TASK: The response must contain every line below in which "something" appears.
──────── RECORDS SUPPLIED
PR #1033, opened 2025-03-17
chore(deps): upgrade happy-dom, vitest, pkg-utils

rexxars:
happy-dom has a vulnerability that is creating noise when installing deps.
vitest needed to be bumped along with it.
pkg-utils mostly for vibes.


stipsan (approved):
Seems like `npm run test:browser` is failing?

PR #1036, opened 2025-03-18
fix: remove client side validation of api perspective

bjoerge:
This removes our client side validation of release ids passed in the perspective array. Although it provides a slight education opportunity, and might help with debugging, it's probably better to leave this validation to the server, if we want it at all.


jordanl17 (approved):
🚀

PR #5, opened 2024-07-17
Add block height

patimen:
Started by editing the proto file and adding the BlockHeight parameter as an int64.
Then the command:
`ignite generate proto-go` to regenerate the proto files
then simply assigning the value when we process the Start event
**Note:** Couldn't find an easy way to test multiple values for BlockHeight in the Context, but it seems so trivial I'm not too worried.


inference-chain/proto/inference/inference/inference.proto
```diff
@@ -4,17 +4,17 @@ package inference.inference;
...
+  string promptHash = 3;
+  string promptPayload = 4;
+  string responseHash = 5;
+  string responsePayload = 6;
+  uint64 promptTokenCount = 7;
+  uint64 completionTokenCount = 8;
+  string receivedBy = 9;
+  string executedBy = 10;
+  string status = 11;
+  int64 blockHeight = 12;
```
DimaOrekhovPS: What do you think about having both `blockHeightReceived` and `blockHeightFinished`?

DimaOrekhovPS (approved):

PR #7, opened 2024-07-23
Add a basic participant:

patimen:
Initial command:`ignite scaffold map participant address reputation:int weight:int joinTime:uint joinHeight:int lastInferenceTime:uint --index index --module inference --no-message`

But lots of changes after that, most of them changes in the proto file.
ALso added the SubmitNewParticipant command and added logic to add finished inference token totals to the Participant record.


inference-chain/proto/inference/inference/participant.proto
```diff
@@ -0,0 +1,25 @@
...
+  string address = 2;
+  int32 reputation = 3;
+  int32 weight = 4;
+  int64 joinTime = 5;
+  int64 joinHeight = 6;
+  int64 lastInferenceTime = 7;
+  string inferenceUrl = 8;
+  repeated string models = 9;
+  ParticipantStatus status = 10;
+  map<string, uint64> promptTokenCount = 11;
```
DimaOrekhovPS, line 23: Why do you think we need to store token counts?

patimen: I wanted something to show the history of the participant for now, and since we didn't have a firm idea of how to manage reputation and weight I thought I'd store the raw input.

PR #8, opened 2024-07-26
Dockerize

DimaOrekhovPS:
Set up a docker-compiose.yml file for conveniently launching both services locally. Later it will evolve into production compose file.

### DIFF
--- a/decentralized-api/main.go
+++ b/decentralized-api/main.go
@@ -38,7 +38,7 @@ func main() {
 	go func() {
 		StartInferenceServerWrapper(*recorder, config)
 	}()
-	go func() {
-		StartValidationScheduledTask(*recorder, config)
-	}()
+	//go func() {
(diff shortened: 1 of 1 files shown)


decentralized-api/config-docker.yaml
```diff
@@ -0,0 +1,11 @@
+nodes:
+  - id: node1
+    url:  http://34.171.235.205:8080/ # Deployed inference node
+    max_concurrent: 500
+    models:
+      - unsloth/llama-3-8b-Instruct
+chain_node:
```
DimaOrekhovPS, line 7: I'm more used to kebab-case in config files :)
At the same time I think consistency is what matters, so I went and checked Tendermint (config.toml) and Cosmos (app.toml) configs. Tendermint uses snake_case and cosmos uses kebab 🤦 
So I guess we can choose whatever, let's stick to snake_case then

PR #10, opened 2024-08-01
Validation

DimaOrekhovPS:


decentralized-api/cosmos-client.go
```diff
@@ -117,3 +118,19 @@ func (icc *InferenceCosmosClient) FinishInference(transaction *inference.MsgFini
 	println(response.Data)
 	return nil
 }
+
+func (icc *InferenceCosmosClient) Validation(transaction *inference.MsgValidation) error {
```
patimen: Probably something like a verb here? RecordValidation?

decentralized-api/cosmos-client.go
```diff
@@ -117,3 +118,19 @@ func (icc *InferenceCosmosClient) FinishInference(transaction *inference.MsgFini
...
+	transaction.Creator = icc.address
+	return icc.sendTransaction(transaction)
+}
+
+func (icc *InferenceCosmosClient) sendTransaction(msg sdk.Msg) error {
```
patimen, line 113: Might as well refactor Finish and Start Inference to use this.

decentralized-api/validation.go
```diff
@@ -26,25 +31,164 @@ func StartValidationScheduledTask(transactionRecorder InferenceCosmosClient, con
...
+		originalLogprobs = append(originalLogprobs, o.Logprob)
+		validationLogprobs = append(validationLogprobs, v.Logprob)
+	}
+
+	cosSimValue := cosineSimilarity(originalLogprobs, validationLogprobs)
+
+	return &CosineSimilarityValidationResult{BaseValidationResult: baseComparisonResult, Value: cosSimValue}
+}
+
+func cosineSimilarity(a, b []float64) float64 {
```
patimen, line 186: It's a nit, but:
Probably want to check that a and b have same length
Also want to check that neither magnitude is zero.

patimen (approved):
Just a few nits, let's go ahead and move forward.

decentralized-api/validation.go
DimaOrekhovPS: We check length upstream so I think it's ok to omit it here since it's a private function.

I also thought about checking that neither of vectors is a zero vector, but I'm not sure that we can do a better error handling than what's already happening?

In my understanding we'll just get some panic error and whole method will be aborted.

Let me leave a comment to think about it later

DimaOrekhovPS: Moreover cosine similarity won't stay with us for long

patimen: Sure, if it isn't staying. I just would say in general we should strive to implement mathematical functions like this as general purpose as can reasonably be done, so we can safely reuse them (which we very may well as we go).

PR #11, opened 2024-08-02
Rudimentary reputation 

patimen:
Very simple for now:
Assume a False POsitive Rate (hardcoded for now), measure the z-score (distance from expected in Standard Deviation), assume greater than 1 std-dev should be validated for every inference, lower only 1 in 10.

Also add a Ramping for new Participants, since we should be checking every inference until they reach some minimum.

I derive the minimum needed from the FPR, using the minimum value that a single failure would be considered OK as a guess. So, the lower the FPR, the more inferences needed to say they're good to go. Not perfect, but better than an arbitrary number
────────────────
TASK ANSWER:
patimen: I wanted something to show the history of the participant for now, and since we didn't have a firm idea of how to manage reputation and weight I thought I'd store the raw input.
patimen: Probably something like a verb here? RecordValidation?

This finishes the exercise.